Another question yet unanswered is what happens when initial domestication does not result in the development of an agricultural economy. Zhuang and Fuller usefully observe that such cases appear in their datasets but view these as “dead ends” that failed to persist “for long enough to lead to entrenched predomestication cultivation and ultimately domestication,” such as in the case of Houli. Such a perspective treats agriculture as an end state, but it might be more useful to consider that low-level food production making limited use of domesticates may in itself be a desirable end state rather than a failure or “dead end” on the way to agriculture (Marston 2017; Smith 2001). Further attention to the question of how such alternative outcomes of domestication arise is warranted.

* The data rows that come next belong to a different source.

PR #1014, opened 2026-05-27
Surface FAQ search DB cleanup failures

canfieldjuan:
Plan: plans/PR-Content-Ops-FAQ-Search-DB-Cleanup-Result.md

This drains the parked FAQ search DB smoke cleanup gap: cleanup failures now appear as `cleanup.error` metadata instead of replacing the original setup/search result, while still failing the smoke overall when cleanup does not complete.

## Intentional
- This slice handles `_cleanup(...)` failures only; pool close failures are a separate lifecycle edge and are not introduced by this change.
- No search, seeding, routing, or cleanup SQL behavior changes.
- Cleanup failure is treated as an overall smoke failure because leaked smoke rows are operationally actionable even when retrieval itself passed.

## Deferred
- Pool close failures in `scripts/smoke_content_ops_faq_search_concurrency.py` can still mask the original setup/search result.

## Parked hardening
- `FAQ search DB smoke pool close failures can mask result` was added to `HARDENING.md`; wrapping close as lifecycle metadata is a follow-up edge, not required for the `_cleanup(...)` masking fix.

## Verification
- Command: pytest tests/test_smoke_content_ops_faq_search_concurrency.py -q
  - 24 passed.
- Command: python -m py_compile scripts/smoke_content_ops_faq_search_concurrency.py tests/test_smoke_content_ops_faq_search_concurrency.py
  - Passed.
- Command: python scripts/audit_plan_code_consistency.py plans/PR-Content-Ops-FAQ-Search-DB-Cleanup-Result.md
  - Passed.
- Command: python scripts/audit_extracted_pipeline_ci_enrollment.py .
  - Passed: 121 matching tests enrolled.
- Command: git diff --check
  - Passed.
- Command: bash scripts/validate_extracted_content_pipeline.sh
  - Passed.
- Command: python extracted/_shared/scripts/forbid_atlas_reasoning_imports.py extracted_content_pipeline
  - Passed.
- Command: python scripts/audit_extracted_standalone.py --fail-on-debt
  - Passed.
- Command: bash scripts/check_ascii_python.sh
  - Passed.
- Command: bash scripts/run_extracted_pipeline_checks.sh
  - Passed: 2478 passed, 7 skipped, 1 warning.

## Diff size
4 files, +339 / -56

### DIFF
--- a/HARDENING.md
+++ b/HARDENING.md
@@ -32,17 +32,17 @@ register under `docs/technical-debt/`.
 
 ## 2026-05-27
 
-### FAQ search DB smoke cleanup failures can mask original result
+### FAQ search DB smoke pool close failures can mask result
 - File/location: `scripts/smoke_content_ops_faq_search_concurrency.py`
-  `run_smoke(...)` cleanup `finally` block.
-- Description: Cleanup exceptions can still replace an earlier setup/search
-  result instead of being reported as cleanup metadata.
-- Why it matters: A failed cleanup could hide whether retrieval passed, failed,
+  `run_smoke(...)` pool `finally` block.
+- Description: `pool.close()` exceptions can still replace a prepared
+  setup/search result instead of being reported as lifecycle metadata.
+- Why it matters: A close failure could hide whether retrieval passed, failed,
   or never ran, making go-live smoke artifacts harder to interpret.
-- Effort: M
+- Effort: S
 - Category: correctness
 - Owner/session: Codex FAQ lane
-- Found during: PR-Content-Ops-FAQ-Search-DB-Setup-Failure-Result
+- Found during: PR-Content-Ops-FAQ-Search-DB-Cleanup-Result
 
 > **Atlas blog / deep-dive content pipeline** (`content-ops/blog-*` ownership
 > lanes): parked items live in [`ATLAS-HARDENING.md`](./ATLAS-HARDENING.md),
--- a/plans/PR-Content-Ops-FAQ-Search-DB-Cleanup-Result.md
+++ b/plans/PR-Content-Ops-FAQ-Search-DB-Cleanup-Result.md
@@ -1,0 +1,92 @@
+# PR-Content-Ops-FAQ-Search-DB-Cleanup-Result
+
+## Why this slice exists
+
+`PR-Content-Ops-FAQ-Search-DB-Setup-Failure-Result` parked a remaining FAQ
+search DB smoke survivability gap: cleanup failures in `run_smoke(...)` can mask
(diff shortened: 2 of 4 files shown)


canfieldjuan (commented):
**LGTM** — reviewed at head `99bf7e0`. Drains the last parked seed-smoke gap (cleanup masking), and the restructure is correct and well-tested.

The fix is the right shape for the masking problem:
- Setup-failure paths now **assign** `summary = _setup_failure_summary(...)` (gated by `if summary is None`) instead of `return`-ing inside the `try`, so the original setup/search result is captured rather than lost.
- The `finally` **catches** the `_cleanup` exception into `cleanup = _cleanup_result(attempted=True, error=exc)` (no re-raise → no masking), and `pool.close()` still runs after it.
- `_with_cleanup_result(summary, cleanup)` then merges the cleanup metadata and recomputes `ok = summary.ok and cleanup.ok` — so a cleanup failure surfaces as `cleanup.error` *and* fails the smoke overall, without replacing the original result.

The two tests verify exactly the masking property:
- seed-fail + cleanup-fail → `setup.error` keeps the **seed** failure and `cleanup.error` is separate (neither masks the other);
- search-success + cleanup-fail → `setup` shows `complete`, `latency.count==1`/`isolation.count==0` (retrieval result preserved), `cleanup.error` set, `ok=False`. And `pool.closed is True` in both, so the pool closes even when `_cleanup` raises.

HARDENING close is justified — the cleanup-masking item is genuinely resolved and the register is now clean. CI green (`extracted-checks` x2, `pre-push-audit`); full suite passed (2478).

NITs (non-blocking):
- **`pool.close()` can still mask.** It sits in the `finally` *outside* the `_cleanup` try, so if `pool.close()` raises it propagates and replaces the summary — the same masking class you just fixed for `_cleanup`. The body notes pool-close is "a separate lifecycle edge," but with "Parked hardening: None" it's neither wrapped nor parked. Worth either wrapping it (same `_cleanup_result`-style capture) or parking it, so the register honestly reflects the residual edge.
- **Redundant ok-with-cleanup computation.** `_summary_payload` now folds `cleanup_result["ok"]` into its `ok`, but every call passes the default (`attempted=False`, ok=True) and `_with_cleanup_result` applies the real cleanup afterward — so the `_summary_payload` cleanup branch is currently a no-op. Harmless, but two places compute the same invariant; consider dropping it from `_summary_payload` to keep a single source.

Clean completion of the seed-smoke result-observability series (preflight/pool #1008, migration/seed #1011, file-output #1012, cleanup #1014).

To do so, I suggest that alongside concepts of entanglement and niche construction, this discussion would benefit from the integration of broader concepts of ecological and cultural inheritance, which can prove advantageous in considering how and why certain agricultural trajectories arose. Legacy effects, the “persistent impact of ecological interactions” on a landscape that structure its current form (Cuddington 2011:203), are of particular value here, as they are more broadly in agricultural studies (Marston 2021). We can find legacy effects in this case study in growing human dependence on mosaics and ecotones that require fire or animal disturbance, land clearance of food-producing trees resulting in cultivated cereals shouldering a greater caloric burden, and shifting soil hydrology that favors specific plants over others. Similarly, it would be useful to conceptualize tipping points or thresholds (ecological or cultural) that lead to one outcome (e.g., agriculture) versus another (e.g., low-level food production) from an original landscape in which many agricultural opportunities are available (Marston 2015; Walker and Meyers 2004). Parallel structures of agricultural dependence may arise from such tipping points, which, if identified archaeologically, might help us to understand better why certain elements of domestication occurred when they did: for example, why did seed size change or animal size change when it did and not earlier? I suggest that such consideration will give us greater insights into the complexity of domestication and early food production.